Saved data entries:
Content starts

PR #4531, opened 2023-10-18
ISSUE #4519 - Dates appear as timestamps on ticket update event data

### LINKED ISSUE #4519: Custom tickets dates are converted to string
### Description
Given a ticket with dateTime inputs (sequencing will use them, so at the moment, there is none available yet), when the user changes the value, the frontend sends the new value as a number, but then the chat event sends back a string 
image

For existing dates, it's not a big deal perhaps, but when the frontend tries to clear the input sending either the number 0 or null, the backend sends back a stringified date object set to 01/01/1970 
image
- This is happening in: both

### Steps to replicate
- branch off from #3609 (you have to create a ticket with sequencing module)

### Current Behaviour
- The date is sent as a string

### Expected Behaviour
- The date should be sent as a number

ChristosTsiotsias:
This fixes #4519

#### Description
Bug fix: Dates are now serialised into timestamps on UPDATE_TICKET event data

#### Test cases
Update a ticket and change the start or end date on sequencing module
Observe the data in UPDATE_TICKET event
The dates should appear as timestamps or 0 if its set to null


carmenfan (changes requested):
Can we add a test for it?

carmenfan (approved):

Issue #4385, opened 2023-08-04
Augment field definition in v4 Groups


carmenfan:
### Description
We are adding support in smart rules to search for substring or a user specified regex. This requires changes on the Add/Edit group panel, and the update the logic

**This is a sub task of #4386. Please branch/merge with that branch instead of staging.**

This needs to function the same way as v5 ticket groups, so see https://github.com/3drepo/3drepo.io/issues/4384 for details.

### Goals
- [ ] The user should be able to create rules where they specify a subset/regex matching string for the field name
- [ ] The user should be able to edit those rules as they wish.

### Tasks
Developer: please fill this in as appropriate

### Related Resources
figma: https://www.figma.com/file/bRqIl0g9psqD3ISkmxwcNp/3D-Repo?type=design&node-id=715-17375&mode=design&t=QUnvuU28wOnbtypc-0
scoping document: https://github.com/3drepo/3D-Repo-Product-Team/issues/308
backend issue: https://github.com/3drepo/3drepo.io/issues/4383
front end v5 ticket groups issue: https://github.com/3drepo/3drepo.io/issues/4384

PR #4539, opened 2023-10-20
Issue 4386 - Addition of field name rules

### LINKED ISSUE #4386: Adding rules to support a variation of field names

ChristosTsiotsias:
This fixes #4386

#### Description
Parent PR for addition of field name rules.

Main issue: https://github.com/3drepo/3drepo.io/issues/4386
Backend: https://github.com/3drepo/3drepo.io/issues/4383
Frontend: v4 groups https://github.com/3drepo/3drepo.io/issues/4385
v5 ticket groups https://github.com/3drepo/3drepo.io/issues/4384


carmenfan (changes requested):
#### You can't see the full name of the rule if it's too long
We're truncating the end with `...`, which is fine, but I think we need to display a tooltip on hover to show the full name.
image
image


#### copy and paste filter not working
The meta card is still generating the old schema, which the filters part no under understand (interesting enough if I save the group, the backend translates it correctly and will give you the right information again). It should give it a default name and update to new schema.
img-20-05-23-05-05
img-20-12-23-05-12

carmenfan (changes requested):
@Amantini1997  Haven't started the second round yet, but a quick one I found whilst testing backend:

#### Should auto-focus on the first field of the form (name field) instead of the field value field:
img-23-10-23-12-10

#### V5 rule panel doesn't update when rules/add filter is clicked
If the panel is already opened (whether by means of `add filter` or clicking on an existing filter), the data within the panel does not update if you click on another filter or `add filter`
img-23-37-23-01-37

carmenfan (approved):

Content ends

EXERCISE REQUIREMENTS: Pick each line holding the word "opened" out of the data and copy it.

THE ANSWER:
PR #4531, opened 2023-10-18
Issue #4385, opened 2023-08-04
PR #4539, opened 2023-10-20
If the panel is already opened (whether by means of `add filter` or clicking on an existing filter), the data within the panel does not update if you click on another filter or `add filter`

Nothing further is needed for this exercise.